The dogs were tiring now but still hunting the ground, noses down, taking more time to sniff, less hopeful. Then one picked up a scent and, new life in their legs, they loped for the trees, vanished.


Reading the book, it sometimes seemed like a sequel; that Cashin's injuries both physical and psychic had been chronicled in a previous book. He does mention Rai Saris a number of times before describing how his injuries were caused in a surveillance of Saris the violent criminal. We have to wait until page 192 for this information. Temple leaves material out and the reader has to fill in the gaps; the story has no beginning or end, the author just chooses an arbitrary point to start. Another way of putting it is that the book describes as Marieke Hardy noted on First Tuesday Book Club,a pocket of time.

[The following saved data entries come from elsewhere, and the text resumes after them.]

PR #1777, opened 2016-07-19
Disable submit button on unbalanced reconciliation report.

ylavoie:


UI/reconciliation/report.html
```diff
@@ -260,6 +260,7 @@
     name = "action",
     text = text('Submit'),
     value = 'submit_recon_set',
+    disabled = ( their_total - beginning_balance != total_cleared_credits - total_cleared_debits ? 'true' : 'false'),
```
einhverfr: you can use the variance for this value for this.  Where variance is 0, the report is balanced.

PR #1833, opened 2016-07-24
Fixing db test harness,

### LINKED ISSUE #1830: Tests returning NULL on db are not treated as failures and they need to be
We have tests in Reconciliation and Report that are failing but incorrectly ignored by our test harness.

I am going to fix this and merge my change even though it will cause Travis to fail.

einhverfr:
Correcting test harness. Expect Reconciliation.sql and Reports.sql to fail until we fix it

Fixes #1830


einhverfr:
Expecting two (correct) failures in 43-dbtests.pl.  These should have been failing but were not.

Related to this method is that there are loose ends not 'tied up with a bow' at the conclusion of the book. There is something artificial in stories where all mysteries are resolved. A few years ago we saw the film Broken Flowers starring Bill Murray. Nothing is resolved in that film but that leaves plenty to discuss and ponder after the film is finished. The loose ends in The Broken Shore give a sense of reality to the story. There might be a sequel to this book in the offing which might through light on some of the mysteries. There have been suggestions on some websites that Temple is writing a book with some of the characters from The Broken Shore though it seems not Cashin.

In the interview with Koval Temple discussed his approach to writing the book. He said that he started by 'taking it out for a walk'. As he explained:


When I say 'take it for a walk' it's the way of getting things started. As it develops its own momentum, I'm forced to backtrack always and to go back and tidy things up and do things again. At the end I'm forced to go back and see, to my own satisfaction, that it doesn't look as if it's been taken for a walk. I want it to have cohesion and I want it to have continuity and I want the narrative to drag the reader along if possible, but it's possible to do those things in retrospect, as it were, to go back and have another stab at it. But it's about just getting the vehicle moving for me, and that I have to do in a blundering and blindfolded way. The plot will reveal itself if you nag at it long enough.